Midnight Mutants is an action-adventure game for the Atari 7800 ProSystem, developed by Radioactive Software and published by Atari Corporation in 1990. It features a likeness of Al Lewis, dressed as Grandpa Munster, playing the role of "Grampa". The game, along with Sentinel, was one of the last releases by Atari for the Atari 7800.

As with similar games of that era, Midnight Mutants features a large in-game environment with many locations, a background musical soundtrack, battles against boss enemies and an animated introduction.

Plot 
On Halloween night in 1992 young Jimmy Harkman's grandfather (known as "Grampa") has been imprisoned inside of a pumpkin by a resurrected villain named Dr. Evil, who is taking revenge for being burned at the stake as a witch by their ancestor Johnathon Harkman on Halloween night in 1747.

Jimmy then heads on a Halloween quest to free his grandfather. With Doctor Evil on the loose, Jimmy finds the countryside has become inhabited by scary creatures such as zombies and werewolves that can injure him physically and also make his blood impure. Fortunately, even though Grampa is trapped in pumpkin form, he is available to give Jimmy advice on occasion with the push of a button. Along the way, Jimmy can collect weapons and items that will help him in his quest to defeat evil creatures, giant bosses and ultimately Dr.
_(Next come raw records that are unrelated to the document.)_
PR #396, opened 2020-12-16
Support for continuous integration data uploads

austinkelleher:
Our previous integration flow had two primary phases:

Phase 1: Collect all of the data
Phase 2: Upload all of the data

These changes improve this drastically by mixing the two phases. We will now queue up graph object uploads in each step and ensure that all of the uploads have successfully completed before triggering dependent steps.


packages/integration-sdk-runtime/src/execution/dependencyGraph.ts
```diff
@@ -284,6 +297,20 @@ export function executeStepDependencyGraph<
         status = StepResultStatus.FAILURE;
       }
 
+      await context.jobState.flush();
```
ndowmon, line 300: Interesting. Looks like we now flush after each new step. 😈  advocate: do we want to change the implementation of the maps in `localGraphDataStore`, which tracks `stepId` and `_key` for entities?

packages/integration-sdk-runtime/src/execution/uploader.ts
```diff
@@ -0,0 +1,110 @@
...
+        queue.pending >= uploadConcurrency ||
+        queue.size >= uploadConcurrency
+      ) {
+        if (onThrottleEnqueue) {
+          // Mainly just used for testing that our custom throttling works.
+          onThrottleEnqueue();
+        }
+
+        await queue.onIdle();
+      }
```
ndowmon, line 61: Should the `enqueue` function be `async` (does it have to be)? I'm thinking from the caller's perspective:

```typescript
    await graphObjectStore.addEntities(stepId, entities, async (entities) =>
      uploader?.enqueue({
        entities,
        relationships: [],
      }),
    );
 ```

Maybe the caller should only need to wait for entities to hit the graph object store, and not for these to be published to the persister. 🤷

File: packages/integration-sdk-runtime/src/synchronization/index.ts [hunk 3]
```diff
@@ -183,28 +208,12 @@ export async function uploadCollectedData(context: SynchronizationJobContext) {
...
-                parsedData.relationships,
-              );
-            }
-          } catch (err) {
-            throw synchronizationApiError(
-              err,
-              'Error uploading collected data',
-            );
-          }
+          await uploadGraphObjectData(
```
ndowmon, line 211: I see that `uploadCollectedData` is still being called from `synchronizeCollectedData` (which is used in the `j1-integration sync` command). I haven't looked at the follow-on PRs yet so maybe you will do this, but I think it'd be unsafe to leave this functionality in the off chance that it duplicates uploads to the persister.

packages/integration-sdk-runtime/src/storage/FileSystemGraphObjectStore/__tests__/FileSystemGraphObjectStore.test.ts
```diff
@@ -426,6 +426,186 @@ describe('iterateRelationships', () => {
...
+        );
+        return Promise.resolve();
+      },
+    );
+
+    expect(addRelationshipsFlushCalledTimes).toEqual(1);
+    expect(flushedRelationshipsCollected).toEqual([r1, r2, r3]);
+  });
+
+  test('#flushEntitiesToDisk should call flush callback when buffer threshold reached', async () => {
```
ndowmon, line 506: Seems like copy-paste error? The buffer threshold has not been reached here.

packages/integration-sdk-runtime/src/storage/FileSystemGraphObjectStore/__tests__/FileSystemGraphObjectStore.test.ts
```diff
@@ -426,6 +426,186 @@ describe('iterateRelationships', () => {
...
+    expect(addEntitiesFlushCalledTimes).toEqual(0);
+    expect(flushedEntitiesCollected).toEqual([]);
+
+    await store.flushEntitiesToDisk(onEntitiesFlushed);
+
+    expect(addEntitiesFlushCalledTimes).toEqual(1);
+    expect(flushedEntitiesCollected).toEqual(entities);
+  });
+
+  test('#flushRelationshipsToDisk should call flush callback when buffer threshold reached', async () => {
```
ndowmon, line 533: Seems like copy-paste error? The buffer threshold has not been reached here.

packages/integration-sdk-runtime/src/storage/FileSystemGraphObjectStore/__tests__/FileSystemGraphObjectStore.test.ts
```diff
@@ -426,6 +426,186 @@ describe('iterateRelationships', () => {
...
+    expect(addRelationshipsFlushedCalledTimes).toEqual(0);
+    expect(flushedRelationshipsCollected).toEqual([]);
+
+    await store.flushRelationshipsToDisk(onRelationshipsFlushed);
+
+    expect(addRelationshipsFlushedCalledTimes).toEqual(1);
+    expect(flushedRelationshipsCollected).toEqual(relationships);
+  });
+
+  test('#flush should call both entity and relationship flush callbacks when buffer threshold reached', async () => {
```
ndowmon, line 566: Seems like copy-paste error? The buffer threshold has not been reached here.

packages/integration-sdk-cli/src/commands/run.ts
```diff
@@ -13,11 +13,14 @@ import {
   getApiBaseUrl,
   getApiKeyFromEnvironment,
   initiateSynchronization,
-  uploadCollectedData,
+  // uploadCollectedData
```
ndowmon, line 16: I'm sure you'll do this in a future PR but this should be removed, not just commented out.

packages/integration-sdk-runtime/src/execution/uploader.ts
```diff
@@ -0,0 +1,110 @@
...
+          // step should get marked as "partial" and other steps can continue
+          // to run.
+          queue.pause();
+          queue.clear();
+
+          uploadErrors.push(err);
+        });
+    },
+
+    async waitUntilUploadsComplete() {
```
ndowmon, line 77: I saw something about `queue.isPaused` in `src/execution/uploader.ts`, should that be set somewhere? Here? IDK.

packages/integration-sdk-runtime/src/execution/jobState.ts
```diff
@@ -158,6 +174,22 @@ export function createStepJobState({
...
+          }),
+        async (relationships) =>
+          uploader?.enqueue({
+            entities: [],
+            relationships,
+          }),
+      ),
+
+    async waitUntilUploadsComplete() {
+      await uploader?.waitUntilUploadsComplete();
```
ndowmon, line 192: I may not have read the code correctly, but it does seem since `uploader.enqueue` is async and calls `await queue.onIdle()`, this will always return right away...

packages/integration-sdk-cli/src/commands/run.ts
charlieduong94, line 16: Delete this?

packages/integration-sdk-runtime/src/execution/__tests__/dependencyGraph.test.ts
```diff
@@ -622,6 +630,156 @@ describe('executeStepDependencyGraph', () => {
     expect(spyB).toHaveBeenCalledBefore(spyC);
   });
 
+  test('should mark steps failed executionHandlers with status FAILURE a dependent steps with status PARTIAL_SUCCESS_DUE_TO_DEPENDENCY_FAILURE when step upload fails', async () => {
```
ndowmon, line 633: I think there are typos here? Hard to understand.

```suggestion
  test('should mark steps with failed executionHandlers with status FAILURE and dependent steps with status PARTIAL_SUCCESS_DUE_TO_DEPENDENCY_FAILURE when step upload fails', async () => {
```

ndowmon: I guess this also doesn't seem like a test that's relevant to this PR. The scope seems to be about dependencies here, although the functionality is about creating a failing uploader. Consider trimming this, breaking it apart, or making the test name clearer.

packages/integration-sdk-runtime/src/execution/uploader.test.ts
```diff
@@ -0,0 +1,177 @@
...
+    const uploader = createQueuedStepGraphObjectDataUploader({
+      stepId: uuid(),
+      uploadConcurrency: Infinity,
+      async upload(d) {
+        if (numQueued) {
+          await sleep(100);
+          uploaded.push(d);
+        } else {
+          numQueued++;
+          await sleep(200);
```
ndowmon, line 61: What's the purpose of these `sleep()`s? It's not very clear to me and makes the test a bit more confusing.

packages/integration-sdk-runtime/src/execution/uploader.test.ts
```diff
@@ -0,0 +1,177 @@
...
+
+  return flushed;
+}
+
+async function createFlushedDataAndWaitForUploads(
+  uploader: StepGraphObjectDataUploader,
+  n: number,
+) {
+  const flushed = await createAndEnqueueUploads(uploader, n);
+  await uploader.waitUntilUploadsComplete();
```
ndowmon, line 43: I'm not convinced that all data is not uploaded at this point in the process. Can you add a test to prove that un-uploaded data can exist in in the upload queue and that `waitUntilUploadsComplete` does indeed properly wait for uploads to complete?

Evil himself.

Gameplay 

Midnight Mutants is a scrolling action-adventure game with a horror theme. It is displayed from a pseudo-isometric viewpoint and features a completely free-roaming world design.

In his quest to save Grandpa, Jimmy travels across the country side, exploring an old haunted mansion, a secret laboratory, caverns, a haunted forest, a pumpkin patch, a haunted graveyard, an old shipwreck, among other locations.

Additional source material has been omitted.